Anisotropic rotation in nucleic acid fragments: significance for determination of structures from NMR data

Proton-proton relaxation rate constants depend on the angle between the internuclear vector and the principal axis of rotation in symmetric top molecules. It is possible to determine to rotational correlation times of the equivalent ellipsoid for DNA fragments from a knowledge of the axial ratio and the cross-relaxation rate constant for the cytosine H6-H5 vectors. The cross-relaxation rate constants for the cytosine H6-H5 vectors have been measured in the 14-base-pair sequence dGCTGTTGACAATTA.dTAATTGTCAACAGC at four temperatures.
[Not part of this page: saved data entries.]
Issue #44, opened 2018-02-06
Add partition splitting to RDO


tmatth:
Currently in `encode_tile` for every superblock, we search for the intra mode with the best RD (based on a 64x64 SSE), for PARTITION_NONE. We should extend this search to one-level of split.

tmatth:
e.g., find the best combination of intra modes for the partitioned blocks and compare that to the PARTITION_NONE case, and pick the winner.

tmatth:
Reference: http://av1-spec.argondesign.com/av1-spec/av1-spec.html#decode-partition-syntax

negge:
The reference link has changed: http://av1-spec.argondesign.com/av1-spec/av1-spec.html#decode-partition-semantics

rzumer:
This is mostly done as of #255. There is still no RDO decision made on frame edges, and not all partition types are supported, but these issues are covered by #226, #227, #258, and #175.

PR #207, opened 2018-05-22
Add RDO decision for partition splitting up to 8x8 blocks

rzumer:
Start of work on issue #44.
Partitions with block sizes above 8x8 (achieved by raising the value at lib.rs:708) will cause desynchronization.


tdaede:
This needs to rebased.

rzumer:
@tdaede Done, sorry for the messy history.

rzumer:
Done and added comparisons between default and best-performing speed parameters.

src/ec.rs
```diff
@@ -86,7 +86,6 @@ impl od_ec_enc {
         let u: u32;
         let v: u32;
         assert!(32768 <= r);
-
```
ycho: Pls remove unnecessary changes.

src/ec.rs
```diff
@@ -299,6 +298,7 @@ impl Writer {
             });
         }
         self.cdf(s, &cdf[..nsymbs]);
+
```
ycho: same here.

src/lib.rs
```diff
@@ -605,14 +605,15 @@ fn encode_block(fi: &FrameInvariants, fs: &mut FrameState, cw: &mut ContextWrite
 fn rdo_mode_decision(fi: &FrameInvariants, fs: &mut FrameState,
                   cw: &mut ContextWriter,
                   bsize: BlockSize, bo: &BlockOffset) -> RDOOutput {
+
```
ycho: and here.

src/lib.rs
```diff
@@ -621,6 +622,7 @@ fn rdo_mode_decision(fi: &FrameInvariants, fs: &mut FrameState,
         if fi.frame_type == FrameType::KEY && mode >= PredictionMode::NEARESTMV {
           break;
         }
+
```
ycho: and here?

src/lib.rs
```diff
@@ -640,33 +642,198 @@ fn rdo_mode_decision(fi: &FrameInvariants, fs: &mut FrameState,
...
+    
     let rdo_output = RDOOutput { rd_cost: best_rd as u64,
-                                pred_mode: best_mode};
+                                part_type: best_partition,
+                                part_modes: best_pred_modes };
+
     rdo_output
 }
 
 fn encode_partition(fi: &FrameInvariants, fs: &mut FrameState, cw: &mut ContextWriter,
```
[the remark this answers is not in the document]
rzumer: The original logic remains in `encode_partition`. I believe it may be better to handle the case of fixed partition sizes through context parameters or arguments. The block at lines 827-834 controls when a decision is allowed to be made.

rzumer:
I have re-squashed with fixes to @ycho's comments and some more improvements to reduce duplicated code and remove RD cost computations from `rdo_partition_decision` for a performance and negligible precision improvement.

src/lib.rs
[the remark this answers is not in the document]
ycho: Agree, for the option of fixed size partition, we can do it later in the separate commit.
Probably by putting, if fi.used_fixed_size_partition block in line 770, where if true then skip rdo_partition_decision() and set partition = PARTITION_SPLIT.

src/lib.rs
```diff
@@ -680,26 +787,44 @@ fn encode_partition(fi: &FrameInvariants, fs: &mut FrameState, cw: &mut ContextW
...
     match partition {
         PartitionType::PARTITION_NONE => {
-            // TODO(anyone): Until we have RDO-based block size decision,
-            // call rdo_mode_decision() for a partition.
-            let rdo_none = rdo_mode_decision(fi, fs, cw, bsize, bo);
-            cw.bc.set_mode(bo, bsize, rdo_none.pred_mode);
+            let pred_mode = if rdo_output.part_modes.len() > 0 { 
+                rdo_output.part_modes[0].pred_mode
+            } else { // edges
+                rdo_mode_decision(fi, fs, cw, bsize, bo).part_modes[0].pred_mode };
```
ycho: Can you move the } to new line?

tdaede:
LGTM with ycho's comments addressed. Make sure to "squash and merge".

ycho:
LGTM with my recommended manual rust formatting!

src/lib.rs
```diff
@@ -680,26 +787,44 @@ fn encode_partition(fi: &FrameInvariants, fs: &mut FrameState, cw: &mut ContextW
...
+
+                    encode_partition(fi, fs, cw, subsize, &offset, 
+                        &Some(RDOOutput { 
+                            rd_cost: mode.rd_cost, 
+                            part_type: PartitionType::PARTITION_NONE, 
+                            part_modes: vec![mode] }));
+                }
+            }
+            else {
+                encode_partition(fi, fs, cw, subsize, bo, &None);
```
ycho: As record or comments for readers, this block of splits is done when input partition has not come from rdo_partition_decision(), i.e. 64x64 -> 32->32 or all unconditional 4x4s on right/bottom frame border.

src/lib.rs
ycho: As a record or comments for readers, this block of no-split partition comes from the case which does not go through rdo_partition_decision(). For ex, unconditionally split 32x32 partition, or all unconditional 4x4s on right/bottom frame border.

rzumer: I have added more detailed comments in this function to clarify how the partitioning decisions are made.

src/lib.rs
rzumer: This should be addressed with the new comments added to this function.

src/lib.rs
rzumer: This line break was added for readability.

The results, along with literature data for DNA fragments ranging from 6 to 20 base pairs can be accounted for by a simple hydrodynamic equation based on the formalism of Woessner (1962). The measured cross-relaxation rate constant is independent of position in the sequence and is consistent with the absence of large amplitude internal motions on the Larmor time scale. All the data can be described by a simple hydrodynamic model, which accounts for the rotational anisotropy of the DNA fragments and allows the correlation time for end-over-end tumbling to be determined if the approximate rise per base pair is known. This is the correlation time that dominates the spectral density functions for internucleotide vectors and is significantly different from that calculated for a sphere of the same hydrodynamic volume for fragments containing more than about 14 base pairs. This method therefore allows NOE intensities used for structure calculation of nucleic acids to be treated more rigorously.